Task objective>
Copy every line from the records below that holds the word "attempting".

Stored data
PR #1994, opened 2024-07-10
MOD-3243: better error message when attempting to mount volume as nfs

kramstrom:
Adds a clearer error message when attempting to mount a volume as a network file system and refactors the nfs validation for sandboxes/functions to be similar to the volume validation

### DIFF
--- a/modal/_utils/mount_utils.py
+++ b/modal/_utils/mount_utils.py
@@ -41,7 +41,7 @@ def validate_mount_points(
 
 
 def validate_network_file_systems(
-    network_file_systems: Mapping[Union[str, PurePosixPath], Union[_NetworkFileSystem]],
+    network_file_systems: Mapping[Union[str, PurePosixPath], _NetworkFileSystem],
 ):
     validated_network_file_systems = validate_mount_points("NetworkFileSystem", network_file_systems)
 
@@ -61,7 +61,7 @@ def validate_volumes(
     validated_volumes = validate_mount_points("Volume", volumes)
     # We don't support mounting a modal.Volume in more than one location,
     # but the same CloudBucketMount object can be used in more than one location.
-    volume_to_paths: Dict[Union[_Volume], List[str]] = {}
+    volume_to_paths: Dict[_Volume, List[str]] = {}
     for path, volume in validated_volumes:
         if not isinstance(volume, (_Volume, _CloudBucketMount)):
             raise InvalidError(f"Object of type {type(volume)} mounted at '{path}' is not useable as a volume.")
--- a/modal/_utils/mount_utils.py
+++ b/modal/_utils/mount_utils.py
@@ -18,6 +18,9 @@ def validate_mount_points(
 ) -> List[Tuple[str, T]]:
     """Mount point path validation for volumes and network file systems."""
 
+    if not isinstance(volume_likes, dict):
+        raise InvalidError(f"{display_name} must be a dict[str, {display_name}] where the keys are paths")
+
     validated = []
     for path, vol in volume_likes.items():
         path = PurePath(path).as_posix()
@@ -36,9 +39,7 @@ def validate_mount_points(
 
 
 def validate_network_file_systems(network_file_systems: Mapping[Union[str, PurePosixPath], _NetworkFileSystem]):
-    if not isinstance(network_file_systems, dict):
-        raise InvalidError("network_file_systems must be a dict[str, NetworkFileSystem] where the keys are paths")
-    validated_network_file_systems = validate_mount_points("Network file system", network_file_systems)
+    validated_network_file_systems = validate_mount_points("NetworkFileSystem", network_file_systems)
 
     for path, network_file_system in validated_network_file_systems:
         if not isinstance(network_file_system, (_NetworkFileSystem)):
@@ -53,9 +54,6 @@ def validate_network_file_systems(network_file_systems: Mapping[Union[str, PureP
 def validate_volumes(
     volumes: Mapping[Union[str, PurePosixPath], Union["_Volume", "_CloudBucketMount"]],
 ) -> Sequence[Tuple[str, Union["_Volume", "_NetworkFileSystem", "_CloudBucketMount"]]]:
-    if not isinstance(volumes, dict):
-        raise InvalidError("volumes must be a dict where the keys are mount paths")
-
     validated_volumes = validate_mount_points("Volume", volumes)
     # We don't support mounting a modal.Volume in more than one location,
     # but the same CloudBucketMount object can be used in more than one location.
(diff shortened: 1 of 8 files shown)


modal/network_file_system.py
```diff
@@ -125,8 +125,16 @@ async def _load(self: _NetworkFileSystem, resolver: Resolver, existing_object_id
                 environment_name=_get_environment_name(environment_name, resolver),
                 object_creation_type=(api_pb2.OBJECT_CREATION_TYPE_CREATE_IF_MISSING if create_if_missing else None),
             )
-            response = await resolver.client.stub.SharedVolumeGetOrCreate(req)
-            self._hydrate(response.shared_volume_id, resolver.client, None)
+            try:
+                response = await resolver.client.stub.SharedVolumeGetOrCreate(req)
+                self._hydrate(response.shared_volume_id, resolver.client, None)
+            except GRPCError as exc:
+                if exc.status == Status.NOT_FOUND and exc.message == "App has wrong entity vo":
```
kramstrom, line 132: Perhaps the exc message here could instead be improved server side so we don't have to compare the string?

modal/_utils/mount_utils.py
```diff
@@ -35,6 +35,21 @@ def validate_mount_points(
     return validated
 
 
+def validate_network_file_systems(network_file_systems: Mapping[Union[str, PurePosixPath], _NetworkFileSystem]):
+    if not isinstance(network_file_systems, dict):
+        raise InvalidError("network_file_systems must be a dict[str, NetworkFileSystem] where the keys are paths")
+    validated_network_file_systems = validate_mount_points("Network file system", network_file_systems)
+
+    for path, network_file_system in validated_network_file_systems:
+        if not isinstance(network_file_system, (_NetworkFileSystem)):
```
mwaskom, line 44: Do we need to check both the private `_NetworkFileSystem` object and the synchronicity-wrapped `NetworkFileSystem` object?

modal/_utils/mount_utils.py
```diff
@@ -35,6 +35,21 @@ def validate_mount_points(
     return validated
 
 
+def validate_network_file_systems(network_file_systems: Mapping[Union[str, PurePosixPath], _NetworkFileSystem]):
+    if not isinstance(network_file_systems, dict):
+        raise InvalidError("network_file_systems must be a dict[str, NetworkFileSystem] where the keys are paths")
+    validated_network_file_systems = validate_mount_points("Network file system", network_file_systems)
```
mwaskom, line 41:
```suggestion
    validated_network_file_systems = validate_mount_points("NetworkFileSystem", network_file_systems)
```

mwaskom (commented):
Will be a little tricky to write unit tests here but would be great if we can do that.

Separately I noticed in the `validate_volumes` function that we do

```python
    validated_volumes = validate_mount_points("Volume", volumes)
    # We don't support mounting a modal.Volume in more than one location,
    # but the same CloudBucketMount object can be used in more than one location.
    volume_to_paths: Dict["_Volume", List[str]] = {}
    for path, volume in validated_volumes:
        if not isinstance(volume, (_Volume, _NetworkFileSystem, _CloudBucketMount)):
            raise InvalidError(f"Object of type {type(volume)} mounted at '{path}' is not useable as a volume.")
```

Which looks like a bug? I don't think we we can pass `NetworkFileSystem` to `volumes=`, worth double checking, might be another way of catching this problem.

modal/_utils/mount_utils.py
kramstrom: Hm, we don't do that for the volume validation, is that an error then?

test/mount_utils_test.py
```diff
@@ -0,0 +1,55 @@
...
+
+from modal._utils.mount_utils import validate_mount_points, validate_network_file_systems, validate_volumes
+from modal.exception import InvalidError
+from modal.network_file_system import _NetworkFileSystem
+from modal.volume import _Volume
+
+
+def test_validate_mount_points():
+    # valid mount points
+    dict_input: Mapping = {"/foo/bar": _NetworkFileSystem.from_name("NetworkFileSystem", create_if_missing=False)}
```
mwaskom, line 13: Odd that we need the explicit type annotation here? A dict should be accepted by an interface typed with `Mapping`.

test/mount_utils_test.py
```diff
@@ -0,0 +1,55 @@
...
+    validate_mount_points("NetworkFileSystem", dict_input)
+
+    # invalid list input, should be dicts
+    list_input = [_NetworkFileSystem.from_name("NetworkFileSystem", create_if_missing=False)]
```
mwaskom, line 17: Should the tests exercise the public `NetworkFileSystem` object?

mwaskom (commented):
Thanks for adding tests! A few more small comments about some of the error messages — and I think we should use the public object in the tests, unless I'm missing something about how we unwrap the synchronicity interface internally (since these are internal utilities that you're exercising).

modal/_utils/mount_utils.py
kramstrom: Yeah using the public object fails, but when experimenting with this locally and mounting a volume / file system they seem to always have the private object during validation. Is there a way to get around that?

mwaskom: OK got it — thanks for checking.

That all sounds good vis-a-vis the type checks then. Do we have at least one test that validates this behavior through the public interface? (i.e. by setting up an app with a function decorator that uses the mount parameter improperly?) If we have that I think we're good to go!

modal/network_file_system.py
```diff
@@ -125,8 +125,16 @@ async def _load(self: _NetworkFileSystem, resolver: Resolver, existing_object_id
...
+                    raise InvalidError(
+                        f"Attempted to mount: `{label}` as a NetworkFileSystem "
+                        + "which already exists as a Volume, please create new a NetworkFileSystem instead"
```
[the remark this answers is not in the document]
kramstrom: Makes sense!

test/mount_utils_test.py
kramstrom: I changed that now, these methods seem to only be used for the private objects though, so the code is a bit uglier checking for the public ones too but im fine with it if you prefer it this way!

test/mount_utils_test.py
kramstrom: I agree but without it I'm getting

```
error: Argument 2 to "validate_mount_points" has incompatible type "dict[str, NetworkFileSystem]"; expected "Mapping[Union[str, PurePosixPath], NetworkFileSystem]"
```

which doesn't make sense to me

modal/_utils/mount_utils.py
kramstrom: You mean like the test added in `test/network_file_system_test.py` or something different?

PR #1995, opened 2024-07-10
[MOD-2330] Improve error reporting in 'modal shell'

thundergolfer:
## Describe your changes

A motivating example is if you provide garbage config to `CloudBucketMount` you get no feedback about the problem from `modal shell`: 

```python
@app.function(
    volumes={
        "/data": modal.CloudBucketMount(bucket_name="hi", secret=modal.Secret.from_dict({}))
    },
)
def f():
    print("hi")
```

- [ ] ~Client+Server: this change is compatible with old servers~
- [ ] ~Client forward compatibility: this change ensures client can accept data intended for later versions of itself~

### DIFF
--- a/modal/_container_exec.py
+++ b/modal/_container_exec.py
@@ -43,7 +43,7 @@ async def container_exec(task_id: str, command: List[str], *, pty: bool, client:
     except GRPCError as err:
         connecting_status.stop()
         if err.status == Status.NOT_FOUND:
-            raise NotFoundError(f"Container ID {task_id} not found")
+            raise NotFoundError(err.message)
         raise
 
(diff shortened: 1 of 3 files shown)


modal/_container_exec.py
```diff
@@ -43,7 +43,7 @@ async def container_exec(task_id: str, command: List[str], *, pty: bool, client:
     except GRPCError as err:
         connecting_status.stop()
         if err.status == Status.NOT_FOUND:
-            raise NotFoundError(f"Container ID {task_id} not found")
+            raise NotFoundError(err.message)
```
thundergolfer, line 46: I'm changing the server to make it return multiple kinds of not found messages for improved UX.

PR #2493, opened 2024-11-12
Image metadata hydration

freider:
Followup to #2492 

Actually store the image metadata on the Image object after hydration.

~Note: server changes are not live yet to return this data, but it's not required to exist so should be fine to merge this anyway~ Server changes are now live


freider:
@prbot approve

freider:
@prbot auto-merge

mwaskom (commented):
Nice! Excited for what we can do with this.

Your solution>
MOD-3243: better error message when attempting to mount volume as nfs
Adds a clearer error message when attempting to mount a volume as a network file system and refactors the nfs validation for sandboxes/functions to be similar to the volume validation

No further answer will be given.